Vesicular stomatitis virus sensitizes immunologically cold tumors to checkpoint blockade by inducing pyroptosis.

Background: Traditionally, vesicular stomatitis virus (VSV) and other oncolytic viruses (OVs) are thought to kill tumors by inducing apoptosis. However, cell apoptosis leads to immune quiescence, which is incompatible with the ability of OVs to activate the antitumor immune microenvironment. Thus, studying OVs-mediated oncolytic mechanisms is of great importance for the clinical application of OVs.

Methods: We examined the pyroptosis in tumor cells and tissues by morphological observation, Lactate Dehydrogenase (LDH) assay, frozen section observation, and western-blotting techniques. The critical role of GSDME in VSV-induced pyroptosis was confirmed by CRISPR/Cas9 technique. VSV virotherapy-recruited cytotoxic lymphocytes in the tumors were examined by flow cytometry assay. VSV-activated antitumor immunity was further enhanced by the co-administration with anti-PD-1 antibody.

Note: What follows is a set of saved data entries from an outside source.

PR #1790, opened 2024-06-09
gs_usb command-line support (and documentation updates and stability fixes)

BenGardiner:
with these changes it is now possible to use the gs_usb driver with e.g. can.logger from the command line (like many other interfaces) with `python -m can.logger -i gs_usb -c 0 -b 500000`

also now possible to send CAN frames from applications that set the timestamp field of the python-can can frame object (e.g. scapy)

### DIFF
--- a/can/interfaces/gs_usb.py
+++ b/can/interfaces/gs_usb.py
@@ -17,7 +17,7 @@ class GsUsbBus(can.BusABC):
     def __init__(
         self,
         channel,
-        bitrate,
+        bitrate: int = 500_000,
         index=None,
         bus=None,
         address=None,
--- a/can/interfaces/gs_usb.py
+++ b/can/interfaces/gs_usb.py
@@ -109,7 +109,7 @@ class GsUsbBus(can.BusABC):
         frame = GsUsbFrame()
         frame.can_id = can_id
         frame.can_dlc = msg.dlc
-        frame.timestamp_us = int(msg.timestamp * 1000000)
+        frame.timestamp_us = 0  # timestamp frame field is only useful on receive
         frame.data = list(msg.data)
 
         try:
--- a/can/interfaces/gs_usb.py
+++ b/can/interfaces/gs_usb.py
@@ -33,11 +33,16 @@ class GsUsbBus(can.BusABC):
         :param can_filters: not supported
         :param bitrate: CAN network bandwidth (bits/s)
         """
+        self._is_shutdown = False
         if (index is not None) and ((bus or address) is not None):
             raise CanInitializationError(
                 "index and bus/address cannot be used simultaneously"
             )
 
+        if index is None and address is None and bus is None:
+            index = channel
+
+        self._index = None
         if index is not None:
             devs = GsUsb.scan()
             if len(devs) <= index:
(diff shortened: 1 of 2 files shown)


can/interfaces/gs_usb.py
```diff
@@ -38,13 +38,18 @@ def __init__(
                 "index and bus/address cannot be used simultaneously"
             )
 
+        if index is None and address is None and bus is None:
+            index = channel
+
+        self.index = None
```
zariiii9003, line 44: Make these additional index and bitrate attributes private (add '_'-prefix).

can/interfaces/gs_usb.py
```diff
@@ -144,3 +150,13 @@ def _recv_internal(
     def shutdown(self):
         super().shutdown()
         self.gs_usb.stop()
+        if self.index is not None:
+            # Avoid errors on subsequent __init() by repeating the .scan() and .start() that would then fail here
+            devs = GsUsb.scan()
+            gs_usb = devs[self.index]
+            try:
+                gs_usb.set_bitrate(self.bitrate)
```
zariiii9003, line 158: Is this really necessary? Seems weird to call these methods in `shutdown()`. The comment does not really explain much.

doc/interfaces/gs_usb.rst
```diff
@@ -8,13 +8,14 @@ and candleLight USB CAN interfaces.
...
 Install: ``pip install "python-can[gs_usb]"``
 
-Usage: pass device ``index`` (starting from 0) if using automatic device detection:
+Usage: pass device ``index`` or ``channel`` (starting from 0) if using automatic device detection:
 
 ::
 
     import can
 
     bus = can.Bus(interface="gs_usb", channel=dev.product, index=0, bitrate=250000)
```
zariiii9003, line 17: Not related to your change, but `dev` is referenced before assignment here. Maybe you could improve this, too.

can/interfaces/gs_usb.py
BenGardiner: Yeah... it unfortunately is. Right now every second time python-can gs_usb interface tries to use the device there is a USBError thrown.

```
  File "C:\Users\Ben Gardiner\src\python-can\can\interfaces\gs_usb.py", line 65, in __init__
    self.gs_usb.start()
  File "C:\Users\Public\miniconda3\Lib\site-packages\gs_usb\gs_usb.py", line 50, in start
    self.gs_usb.reset()
  File "C:\Users\Public\miniconda3\Lib\site-packages\usb\core.py", line 961, in reset
    self._ctx.backend.reset_device(self._ctx.handle)
  File "C:\Users\Public\miniconda3\Lib\site-packages\usb\backend\libusb0.py", line 618, in reset_device
    _check(_lib.usb_reset(dev_handle))
  File "C:\Users\Public\miniconda3\Lib\site-packages\usb\backend\libusb0.py", line 447, in _check
    raise USBError(errmsg, ret)
usb.core.USBError: [Errno None] b'libusb0-dll:err [reset] could not reset device, win error: A device attached to the system is not functioning.\r\n\n'
```

I don't fully understand why though so the hamfisted way to fix it is to do the second open (start) that we know will fail in the shutdown method.

BenGardiner: I've added what I hope is a more descriptive comment there

zariiii9003 (approved):
Thanks!

PR #1795, opened 2024-06-12
Remove abstractmethod() decorator from Listener.stop()

### LINKED ISSUE #1770: Listener.stop() method breaks API since declared abstract
In #1724, the `can.listener.Listener.stop()` method was decorated as an `@abstractmethod`, without any further explanation.  This seems to work alright within the python-can codebase, but other dependent projects will get in trouble if they don't implement that method on derived classes.  At the very least should this API change be documented prominently.

This actually causes trouble with e.g. https://github.com/christiansandberg/canopen/, see https://github.com/christiansandberg/canopen/blob/713f005af8a6787a4ff54a26f55fa6736f86abaf/canopen/network.py#L346

### Expected behavior
This API change should be clearly documented OR reverted, going back to the empty default implementation.

### Additional context

OS and version: Linux Ubuntu 22.04
Python version: 3.11.6
python-can version: v4.3.1-16-g7dba4490 (current main branch)
python-can interface/s (if applicable): does not matter

<details><summary>Example script to reproduce</summary>

```python
import can

class MessageListener(can.Listener):

        pass

MessageListener()
# TypeError: Can't instantiate abstract class MessageListener with abstract method stop
```
</details>

zariiii9003:
Closes #1770 

This is breaking some downstream code.

### DIFF
--- a/can/listener.py
+++ b/can/listener.py
@@ -46,8 +46,7 @@ class Listener(metaclass=ABCMeta):
         """
         raise NotImplementedError()
 
-    @abstractmethod
-    def stop(self) -> None:
+    def stop(self) -> None:  # noqa: B027
         """
         Stop handling new messages, carry out any final tasks to ensure
         data is persisted and cleanup any open resources.


acolomb:
@hardbyte, @zariiii9003  Will you make a release with this fix soon?  We're kind of trying to hurry on a release of [canopen](https://github.com/christiansandberg/canopen/) now, but having this in a v4.4.1 on PyPI would reduce the amount of troubles for downstream users in the short term.

PR #826, opened 2019-06-09
add BolgarianNumberToWordsConverter

oxi-mix:
added partial BolgarianNumberToWordsConverter
added tests for them

### DIFF
--- a/src/Humanizer.Tests.Shared/Localisation/bg/NumberToWordsTests.cs
+++ b/src/Humanizer.Tests.Shared/Localisation/bg/NumberToWordsTests.cs
@@ -1,0 +1,161 @@
+﻿using Xunit;
+
+namespace Humanizer.Tests.Localisation.bg
+{
+    [UseCulture("bg")]
+    public class NumberToWordsTests
+    {
+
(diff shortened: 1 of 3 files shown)


AKTheKnight:
Not your fault but looking at this PR has made me spot a few issues with other aspects of the codebase:
The ToWords extensions takes a long (this) and a CultureInfo.
But, the implementations I have looked at use the below code:

```csharp
if (input > Int32.MaxValue || input < Int32.MinValue)
{
        throw new NotImplementedException();
}
```
The throwing a NotImplementedException is great, but I'm sure this must have been incredibly frustrating to people at some point or another trying to use this.

I'm not sure where we go from here @onovotny, are you happy to accept this PR and then I could look at working out what would be needed to fix all the exceptions, or would you like me to work with oxi-mix on fixing this one before merging?

onovotny:
Thanks!

I'm happy to look at ways where the exceptions wouldn't be needed.

oxi-mix:
Let me ask you a question? When will these changes be released? We really need these changes in our project.

PR #849, opened 2019-09-05
Implement Portuguese ToWords & ToOrdinalWords

hazzik:
According to Wikipedia all lusophone (Portuguese speaking) countries except Brazil use long scale.[<sup>[1]</sup>](https://pt.wikipedia.org/wiki/Escalas_curta_e_longa)

As far as it concerns Humanizer the only difference is 10<sup>9</sup> which in Brazil would be "bilhão" and in rest of Portuguese speaking countries it would be "mill milhões". For ordinal it is "bilionésimo/a" and "milésimo/a milionésimo/a"[<sup>[2]</sup>](https://ciberduvidas.iscte-iul.pt/consultorio/perguntas/milesimo-milionesimo/31914) respectively.


onovotny:
Looks good! @hazzik Can you please sign the CLA bot and then I can merge?

PR #851, opened 2019-09-09
remove special case for 0 to fix "hasSpace: true"

davepermen:
See: https://dotnetfiddle.net/NHTOam

Console.WriteLine(0.ToMetric(hasSpace: true) + "Wh");
Console.WriteLine(1.ToMetric(hasSpace: true) + "Wh");
Console.WriteLine(1000.ToMetric(hasSpace: true) + "Wh");

outputs

0Wh
1 Wh
1 kWh


onovotny:
Can you please add/update the tests to show the expected/correct behavior?

PR #875, opened 2019-10-31
Add a time expression provider to allow the user to select the predefined ones.

### LINKED ISSUE #816: Support for time expressions ("from now", "in", "since", "ago")
Hi,

Thank you for this great library ! Such a usefull tool !

I was thinking maybe it will be a great add to be able to choose between "since" and "ago" in order to express ifferents meanings for past expression and be able to choose between "from now" and "in" in order to express differents meanings for future expression.

- since express that whatever it is it is what it is since X time (ex: since one year)
- ago express that whatever it is it was what it was X time ago (ex: one year ago) (and may change since then)
- from now express that whatever it is it will be what it is X time from now (ex: 1 hour from now)
- in express that whatever it is it will be what it will be in X time (ex: in 1 hour) (and may be different before)

Today there is no options it's "ago" and that's all:
`DateTime.UtcNow.AddHours(-30).Humanize() => "yesterday"`
`DateTime.UtcNow.AddHours(-2).Humanize() => "2 hours ago"`

But maybe it can be more with a choice between "since" and "ago":
`DateTime.UtcNow.AddHours(-30).Humanize(PastTimeExpression.Ago) => "yesterday"`
`DateTime.UtcNow.AddHours(-2).Humanize(PastTimeExpression.Ago) => "2 hours ago"`
`DateTime.UtcNow.AddHours(-30).Humanize(PastTimeExpression.Since) => "since yesterday"`
`DateTime.UtcNow.AddHours(-2).Humanize(PastTimeExpression.Since) => "since 2 hours"`

Today there is no options it's "from now" and that's all:
`DateTime.UtcNow.AddHours(30).Humanize() => "tomorrow"`
`DateTime.UtcNow.AddHours(2).Humanize() => "2 hours from now"`

"tomorrow" is a specific case because in a way to express "from now" it should be "until tomorrow" because only "tomorrow" is more compatible with a "in" case

But maybe it can be more with a choice between "from now" and "in":
`DateTime.UtcNow.AddHours(30).Humanize(FutureTimeExpression.FromNow) => "until tomorrow"`
`DateTime.UtcNow.AddHours(2).Humanize(FutureTimeExpression.FromNow) => "2 hours from now"`
`DateTime.UtcNow.AddHours(30).Humanize(FutureTimeExpression.In) => "tomorrow"`
`DateTime.UtcNow.AddHours(2).Humanize(FutureTimeExpression.In) => "in 2 hours"`

Some examples :
"Your flight will take off in 2 hours"
"Our plane is flying since 4 hours"
"We will waiting our next flight 3 hours from now"
"We land 1 hour ago"

I think it's not easy to add it but it can be a great add to allow to express those differents meanings with time expressions.

Thank you

luqp:
Fixes #816 

Add support for the `Humanize()` method to work with other time expressions so that the user can select from the predefined.

@MehdiKhalili, @onovotny, @hazzik, @mexx Could you please review this? If the approach is good  I can continue updating the documentation and apply your suggestions.
Thank you.

##
 - [x] Implementation is clean
 - [x] No ReSharper warnings


clairernovotny:
Thank you for exploring configurable time expressions. The resource-key and provider implementation layer used here was replaced by the YAML/source-generator localization architecture in #1688, so this PR no longer applies. The custom-expression idea remains potentially valuable and should be reconsidered against the current formatter design.

Issue #880, opened 2019-11-12
BolgarianNumberToWordsConverter should be renamed to BulgarianNumberToWordsConverter


NikolayIT:
`BolgarianNumberToWordsConverter` should be renamed to `BulgarianNumberToWordsConverter`. The correct naming is Bulgarian.

https://en.wikipedia.org/wiki/Bulgarian_language

AKTheKnight:
This can be closed now :)

hazzik:
Fixed by #882

PR #882, opened 2019-11-16
Rename to BulgarianNumberToWordsConverter.cs

ErwinG01:


AKTheKnight:
Just so it's clear on the issue, fixes #880

PR #888, opened 2019-12-06
Changed bulgarian number to words converter to support numbers up to 1mil

antonmihaylov:
The Bulgarian numbers to words converter was handling numbers up to 1000 before. 
It also didn't handle well round number ordinal conversions (e.g. 1000, 200)

This fixes those problems. Also changed tests to match those changes.


onovotny:
Thanks!

PR #889, opened 2019-12-07
Add czech number to words conversion

Kukkimonsuta:
This PR adds czech support for `ToWords` number conversion. `ToOrdinalWords`  is not implemented (uses default conversion).

There are various ways that some numbers can be read in czech, I've chosen more modern version where gender difference is only for `one` and `two` and not any number ending in `one` or `two`. I've also chosen more explicit version where you say `one million` and not just `million` which should match humanizer behavior in english.


onovotny:
Thanks!

PR #989, opened 2020-10-02
Add number.ToWords() support for large numbers in French

### LINKED ISSUE #988: number.ToWords() should support large numbers in French
It should be possible to display numbers in French up to (short-scale) quintillions, just like in English.

Note that French uses the "long scale" rather than the "short scale". _Refer to [Long and Short Scales Comparison](https://en.wikipedia.org/wiki/Long_and_short_scales#Comparison)._

louis-z:
Fixes #988 

 - [x] Implementation is clean


clairernovotny:
Can we do this without a breaking change? New overloads are fine, but renaming existing methods will break people.

louis-z:
> Can we do this without a breaking change? New overloads are fine, but renaming existing methods will break people.

Absolutely. I will adapt the PR accordingly.

louis-z:
Actually the modified classes are internal. Do you still want me to prevent API breakage?

PR #999, opened 2020-10-23
Non breaking change fixes #781

### LINKED ISSUE #781: ToMetric to million not m
Would it be possible to use to Metric to have a long format as well?

So instead of 1.3M it would say 1.3 Million?

kp73:
Hi, I'd like to add this fix - but I notice an existing pull req. that wasn't merged because it's a breaking change.  

No worries if the existing fix is accepted/in some plan, just wanted to offer this option to get the fix sooner.


clairernovotny:
LGTM.

PR #1005, opened 2020-11-12
Add support for culture-specific ByteSize units

### LINKED ISSUE #810: ByteSize symbols should be translated
Hi,
I'm French, and I'm using Humanizer to display TimeSpans and Byte size in a human readable-format.

However, in France, the term "byte" doesn't exist, except for programmers, and the word "octet" is used instead.

A few examples of english units VS french ones :
- `MB` => `Mo`
- `kB` => `ko`
- `kb` => `kb`

When non-technical folks read "MB", they will read it as "Méga Bits", which is a _bit_ different.

For reference, here is how Windows shows the file sizes:
image

louis-z:
Fixes #810 

 - [x] Implementation is clean


dahlbyk:
FYI: #1062

clairernovotny (approved):

Issue #1013, opened 2020-11-27
Breaking change violating SemVer rules


kellcomnet2:
Please see https://github.com/icsharpcode/ILSpy/issues/2232

The decompiler expects: System.String Humanizer.InflectorExtensions.Singularize(System.String, Boolean)
The newer Humanizer only offers: System.String Humanizer.InflectorExtensions.Singularize(System.String, Boolean, Boolean).

The breaking change is due to the added optional parameter. Note that both are from the same major version, seems like Humanizer does not follow semver rules... not sure how we could fix this.

clairernovotny:
This certainly wasn't intentional. Can you please submit a PR with an overload containing the original parameters and we'll get an update out.

SimonCropp:
Closing due to no response

PR #1015, opened 2020-11-28
Update InflectorExtensions.cs

kellcomnet2:
Fixes Issue #1013


clairernovotny:
The build is still failing here....

kellcomnet2:
Ok that is odd as a simple console app with those as empty methods is building locally.

PR #1025, opened 2021-01-12
Add French support when using toWords: true in TimeSpan humanization

0xced:
Also removed [Trait("Translation", "Google")] from TimeSpanHumanizeTests after  review. (I assumed that the trait means that the translation were automatically generated by Google vs manually written by a human)


aloisdg:
French here. Everything looks good :)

Results: Here, we observed that VSV was able to trigger tumor pyroptosis through Gasdermin E (GSDME) in tumor cells, human tumor samples, and tumor-bearing mouse models. Importantly, the effectiveness of VSV-based virotherapy is highly dependent on GSDME, as depletion of GSDME not only reverses VSV-induced tumor-suppressive effects but also diminishes the ability of VSV to activate antitumor immunity. Notably, VSV treatment makes immunologically 'cold' tumors more sensitive to checkpoint blockade.

Conclusions: Oncolytic VSV induces tumor cell pyroptosis by activating GSDME. GSDME is critical in recruiting cytotoxic T lymphocytes in the context of VSV therapy, which can switch immunologically 'cold' tumors into 'hot' and enhance immune checkpoint therapy efficacy.